======== SUPPLIED INFORMATION
PR #4015, opened 2023-12-14
add border information to Atom::add_custom and Atom::find_custom

srtee:
**Summary**

Add `border` info to `find_custom`

**Author(s)**

Shern Tee, Griffith University, Brisbane, Australia

**Licensing**

**Backward Compatibility**

No input-affecting changes.

**Implementation Notes**

Allows other classes to determine if a custom field managed by a FixPropertyAtom instance has border communication enabled (`fix property/atom ghost yes`) by supplying an additional int reference when calling `find_custom`. This information is set by `fix property/atom` during the fix's constructor. 

**Post Submission Checklist**


akohlmey:
Not so sure about the utility of this function. The reason to use fix property/atom is when there is a specific name for a property to be used in the input that is being referred to, e.g. as property in set or other commands (or as of recent in (atom style) variables). Otherwise an (internal) fix STORE/ATOM instance should be used.

 Thus access to "nvalue", "index" and "styles" is irrelevant. The "ncols" information is provided when you use `Atom::find_custom()` to look up the custom property. So only "border" is an information that is not available or relevant otherwise.

srtee:
Hi Axel, I've now taken a different and more systematic route:

- `Atom::add_custom` now stores border information supplied by `FixPropertyAtom`, in `Atom::custom_border`
- `Atom::find_custom` returns border information if supplied three `int` references.

Using default arguments and function overloading, previous uses of the `Atom::add_custom` and `Atom::find_custom` functions should not be affected.

I have also given an example usage in the AMOEBA package, where `fix property/atom` is used to read custom fields from a data file and maintain custom fields for `pair amoeba`. The package requires that the integer vector `i_amtype` has ghost communication, as well as that the double array `d2_xyzaxis` has 3 columns (I assume it is not meant to be used in 2D simulations). Previously neither of these conditions were checked. This can be seen by either commenting out `ghost yes` or changing the dimensionality of `d2_xyzaxis` in the following lines in any of the `examples/amoeba in.*` input files:

```
fix             amtype all property/atom i_amtype ghost yes
fix             extra all property/atom i_amgroup d_redID d_pval ghost yes
fix             extra2 all property/atom i_polaxe d2_xyzaxis 3
```

This change allows much earlier error checking and (to me) clearer error messages.

akohlmey:
@srtee the final word for changes like this lies with @sjplimp, who is the architect of fix property/atom and wrote most of the AMOEBA package. I have assigned him to this PR and he should iterate with you all the details of the implementation. Once he is satisfied, he should assign the PR back to me and I will look over formal and style issues and check out tests. There should be tests added for this to the unittest tree once it is in its final form.

sjplimp:
@srtee Hi Shern - I looked over the PR and discussion.  I can see it is a
good idea to have a ghost flag for custom properties so that code can
verify the user defined them as expected in the input script.  The
only thing I would like to change is that the implementation be
similar to the existing custom property code for simplicity and
consistency.  Specifically, see the next 4 comments.

sjplimp:
(1) fix property/atom.cpp changes are fine
    except this comment:
    old: get ghost first for settings
    new: check for ghost keyword to use as add_custom() arg

sjplimp:
(2) atom.h
    use 4 integer vectors:
      int *ivghost, *iaghost, *dvghost, *daghost;
    instead of
      std::array<std::vector<int>, 4> custom_border;

sjplimp:
(3) atom.cpp

    init the 4 ghost vectors to NULL in constructor and free them in the destructor

    rename find_custom() with extra border arg to find_custom_ghost()
      use "ghost" as arg name instead of "border", add 4 lines of logic to return ghost for 4 cases

    could you add a doc header (same one for both find_custom() 
      and find_custom_ghost()) which docs the args, similar to
      the one for add_custom()

    it should emphasize the only reason to use find_custom_ghost()
      is if the code wants  to check the ghost status (not typically the case)

    add_custom() with extra optional arg:
      doc border arg in function header, rename arg to ghost
      add memory->srealloc() calls for ghost vectors to each of 4 cases

sjplimp:
(4) pair_amoeba.cpp changes are fine
    however, note that it is not really an "error" if ghost = 1 and the code doesn't use ghost value
    it's only an error if the code depends on ghost values and ghost = 0
    this will be the case for any client of fix property/atom which is why I think explicitly invoking a separate find_custom_ghost() method is a good idea

You are correct that AMOEBA is not usable for 2d systems, an error is generated.

srtee:
Hi Steve,

I agree with the reason for developing a separate `find_custom_ghost` method, it is quite a niche case and it's useful to not overload the much more commonly used `find_custom` method. I have made the suggested changes.

src/AMOEBA/pair_amoeba.cpp
```diff
@@ -827,28 +827,35 @@ void PairAmoeba::init_style()
...
-  if (index_polaxe < 0 || flag || cols)
-    error->all(FLERR,"Pair {} polaxe is not defined", mystyle);
-  index_pval = atom->find_custom("pval",flag,cols);
-  if (index_pval < 0 || !flag || cols)
-    error->all(FLERR,"Pair {} pval is not defined", mystyle);
+  char const * names[6] = {"amtype", "amgroup", "redID",
+    "xyzaxis", "polaxe", "pval"};
+  int const flag_check[6] = {0, 0, 1, 1, 0, 1}; // correct type (0 int, 1 dbl)
+  int const cols_check[6] = {0, 0, 0, 3, 0, 0}; // xyzaxis 3 cols, all others 0
+  int const ghost_check[6] = {1, 0, 0, 0, 0, 0}; // which types need ghost
```
sjplimp: In examples/amoeba/in.ubiquitin, 4 of the 6 property/atom vecs have ghost set.  Are you thinking  only one of them needs it?  I just spot-checked amgroup and I think it needs the ghost setting.

sjplimp (changes requested):
Thanks for the changes Shern - just want to double-check ghost settings to AMOEBA, then I will approve the merge.

src/AMOEBA/pair_amoeba.cpp
srtee: I've struggled to check this myself -- I can only get the water dimer and hexamer to run on my laptop, not the water box or ubiquitin. I've turned on the ghost check for `amgroup` and `pval` on the heuristic that, like `amtype`, there are settings in `pack_forward_comm` and `unpack_forward_comm` for those property/atom vecs.

sjplimp: Looks like a bug was introduced some time earlier.  This line in pair_amoeba.cpp
if (first_flag_compute && (comm->me == 0)) print_settings();
should be
if (first_flag_compute) print_settings();

Within print_settings() there is a call to final_accuracy_mpole() which has MPI_Allreduce() calls.
You can make the change in this PR.
@akohlmey - please verify that change is compatible with the intent of the refactoring of print_settings() ?

@srtee - I think the ghost error checks in AMOEBA should be for all 4 fix property/atom vecs/arrays which the input script defines with ghost yes.  I believe the options in (un)pack_forward_comm are only used in the setup of the system.  But AMOEBA requires those properties are assigned to ghost atoms every time atoms migrate and neighbor and ghost atoms are redefined.  That operation happens in fix property/atom, so AMOEBA needs to ensure fix property/atom has the ghost flag set for all 4 of them.

akohlmey: > Looks like a bug was introduced some time earlier. This line in pair_amoeba.cpp
> if (first_flag_compute && (comm->me == 0)) print_settings();
> should be
> if (first_flag_compute) print_settings();

This kind of construct has been in place from the very beginning. The inconsistent MPI behavior is *caused* by *calling* `final_accuracy_mpole()` which was added in commit 288629bd139 recently.

> @akohlmey - please verify that change is compatible with the intent of the refactoring of print_settings() ?

It needs additional changes to `print_settings()`. I will add them.

Please also note that compilation currently fails to complete due to missing changes to the KOKKOS package code.

src/AMOEBA/pair_amoeba.cpp
```diff
@@ -827,28 +827,35 @@ void PairAmoeba::init_style()
...
-  if (index_polaxe < 0 || flag || cols)
-    error->all(FLERR,"Pair {} polaxe is not defined", mystyle);
-  index_pval = atom->find_custom("pval",flag,cols);
-  if (index_pval < 0 || !flag || cols)
-    error->all(FLERR,"Pair {} pval is not defined", mystyle);
+  char const * names[6] = {"amtype", "amgroup", "redID",
+    "xyzaxis", "polaxe", "pval"};
+  int const flag_check[6] = {0, 0, 1, 1, 0, 1}; // correct type (0 int, 1 dbl)
+  int const cols_check[6] = {0, 0, 0, 3, 0, 0}; // xyzaxis 3 cols, all others 0
+  int const ghost_check[6] = {1, 1, 0, 0, 0, 1}; // which types need ghost; TO-DO: check
```
sjplimp: Unless @srtee has a reason he thinks the ghost check for redID is not needed, I think this line should be {1,1,1,0,0,1} - which matches the settings in examples/amoeba/in.ubiquitin

srtee: Happy to make the change -- I just haven't had time to do more testing myself this week.

sjplimp (approved):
================
* YOUR GOAL
Return a word-for-word copy of the lines above from the one holding "its final form." through the one holding "use 4 integer", with both of them included and nothing besides.

* ANSWER AREA
@srtee the final word for changes like this lies with @sjplimp, who is the architect of fix property/atom and wrote most of the AMOEBA package. I have assigned him to this PR and he should iterate with you all the details of the implementation. Once he is satisfied, he should assign the PR back to me and I will look over formal and style issues and check out tests. There should be tests added for this to the unittest tree once it is in its final form.

sjplimp:
@srtee Hi Shern - I looked over the PR and discussion.  I can see it is a
good idea to have a ghost flag for custom properties so that code can
verify the user defined them as expected in the input script.  The
only thing I would like to change is that the implementation be
similar to the existing custom property code for simplicity and
consistency.  Specifically, see the next 4 comments.

sjplimp:
(1) fix property/atom.cpp changes are fine
    except this comment:
    old: get ghost first for settings
    new: check for ghost keyword to use as add_custom() arg

sjplimp:
(2) atom.h
    use 4 integer vectors:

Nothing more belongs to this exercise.